In a 219-212 party-line vote, House Speaker Nancy Pelosi secured passage of a bill to suspend the cap on how much the government can borrow to pay for federal expenditures, such as bureaucratic salaries and Social Security, until December 2022.
“We all know the full faith and credit of the United States of America should not be questioned,” said Mrs. Pelosi, California Democrat. “This is in the Constitution … Congress has addressed the debt limit 78 times since 1960, 29 times with a Democrat in the White House [and] 49 times under Republican presidents.”
Senate Republicans, led by Minority Leader Mitch McConnell of Kentucky, are refusing to vote to raise the debt ceiling.
Mrs. Pelosi and Senate Majority Leader Charles E. Schumer, New York Democrat, initially tried strong-arming Republicans into backing the debt suspension by tying it to a short-term government funding measure and disaster aid. That gambit failed in the Senate this week at the hands of GOP filibuster.
The realization that Mr. McConnell was not bluffing in his opposition to raising the debt ceiling forced Democrats to pivot. Mr. Schumer opted to resubmit the short-term funding measure for a Senate vote without the debt-ceiling hike.
“We can approve this measure quickly and send it to the House so it can reach the president’s desk before funding expires at midnight tomorrow,” Mr. Schumer said. “With so many critical issues to address, the last thing the American people need right now is a government shutdown.”

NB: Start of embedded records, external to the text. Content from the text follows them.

PR #708, opened 2015-10-18
attempt to improve the model diagram

afeld:
PR on top of https://github.com/18F/C2/pull/697. /cc @jessieay

@cmc333333 [pointed out](https://18f.slack.com/archives/dev/p1445135628000121) that there are a lot of duplicated classes in the graph, which is a known issue, apparently: https://github.com/preston/railroady/issues/40. I also wanted to see if I could improve the layout at all – laid out my steps in a new doc. I still don't _love_ the output, but think it is easier to understand.


cmc333333:
Looks a lot less cluttered!  

Random thought: no doubt  difficult to implement, but it'd be interesting to model "through" relationships differently -- `Ncr::WorkOrder` definitely has a connection to `Comment`, but only by-way-of `Proposal`. I wonder, if all the "through" relationships were deleted, if it'd be more apparently that `Proposal` were the middleman

jessieay:
Looks good! I wasn't originally too worried about the model diagram because it's mostly part of the ATO documentation stuff, so more important to just have it than to have it be perfect..but this looks much better!!

In the future, feel free to give me feedback on PRs rather than branching off of them -- in which situations do you tend to branch rather than give feedback?

afeld:
> feel free to give me feedback on PRs rather than branching off of them -- in which situations do you tend to branch rather than give feedback?

I default to just giving feedback, but wasn't honestly wasn't sure what was possible through railroady/graphviz, so ended up playing with it myself, out of curiosity. I wouldn't have wanted to hold up your PR with a vague request like "improve the layout of the graph", so took that exploratory burden on myself. I'll also do PRs when it seems easier to show than to tell, a la https://github.com/18F/C2/pull/712.

_Hadn't really articulated that before...was nice to write it down!_

PR #709, opened 2015-10-18
use a default port, if not specified

afeld:


pkarman:
+1 for the change. (Aside: that Bash syntax is wacky. Cool, but wacky.)

QA'd on c2-staging.

PR #710, opened 2015-10-18
[Delivers #105339678] display the user's email if their first or last name are empty strings

afeld:


pkarman:
+1, QA'd on staging per reported problem URLs. Works as expected.

PR #711, opened 2015-10-19
[Delivers #105137620] use Climate Control gem for setting environment variables in specs

afeld:
Doesn't take out quite as much of our support code as I was hoping it would, but ah well.


afeld:
Gem suggested by @jessieay in https://github.com/18F/C2/pull/669#discussion_r41262157.

pkarman:
looks good. Merging w/o explicit QA since it only affects the rspec suite which is passing.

The federal budget year ends Sept. 30.
While the maneuver probably averts a government shutdown, it kicks the can down the road on the debt-ceiling. Republicans refuse to provide any votes for suspending the debt ceiling, arguing that Democrats should do it unilaterally via budget reconciliation. The process, which Democrats are poised to use to pass President Biden’s $3.5 trillion expansion of the federal safety net, allows certain spending and tax measures to avert the Senate’s 60-vote filibuster threshold and pass with a simple majority.

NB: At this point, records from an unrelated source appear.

PR #714, opened 2015-10-19
[Delivers #104865396] Ensure adding observer with reason creates an update comment

yozlet:
Also, adding an observer _without_ specifying a reason should not create a comment.

### DIFF
--- a/app/models/proposal.rb
+++ b/app/models/proposal.rb
@@ -268,7 +268,7 @@ class Proposal < ActiveRecord::Base
     self.observers(true)
     # when explicitly adding an observer using the form in the Proposal page...
     if adder
-      if reason and reason.present?
+      if reason && reason.present?
         add_observation_comment(user, adder, reason)
       end
 
--- a/app/models/proposal.rb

“If Democrats want to use fast-track, party-line procedures to ram through trillions more in inflationary socialism, they’ll have to use the same tools to handle the debt limit,” Mr. McConnell said.
Democratic leaders are wary of using the process to deal with the debt ceiling because under reconciliation rules they would have to specify an exact new ceiling for the nation’s borrowing limit. Such an amount, which would be above the current limit of $28.8 trillion, opens vulnerable Democrats to attack during next year’s midterm elections.
Mrs. Pelosi’s decision to push through a standalone debt ceiling bill, which to succeed will require at least 10 Republican supporters in the evenly split Senate, signals that reconciliation is off the table.
That means Senate Democrats and Republicans are headed toward another showdown over the next few weeks. Few expect Mr. McConnell’s forces to fold.
“Democrats could have raised the debt ceiling by themselves, months ago or weeks ago or last week or this week if they had pursued the procedures available to them,” said Sen. Pat Toomey, a Pennsylvania Republican and key congressional dealmaker. “There’s not a thing Republicans could have done to stop it, they can do it with the simple majority but we know this, everybody knows this.”
Treasury Secretary Janet Yellen told Congress this week the federal government faces a hard deadline of Oct. 18 to lift the debt limit and avoid defaulting on U.S. debts.
The national debt stands at $28.8 trillion.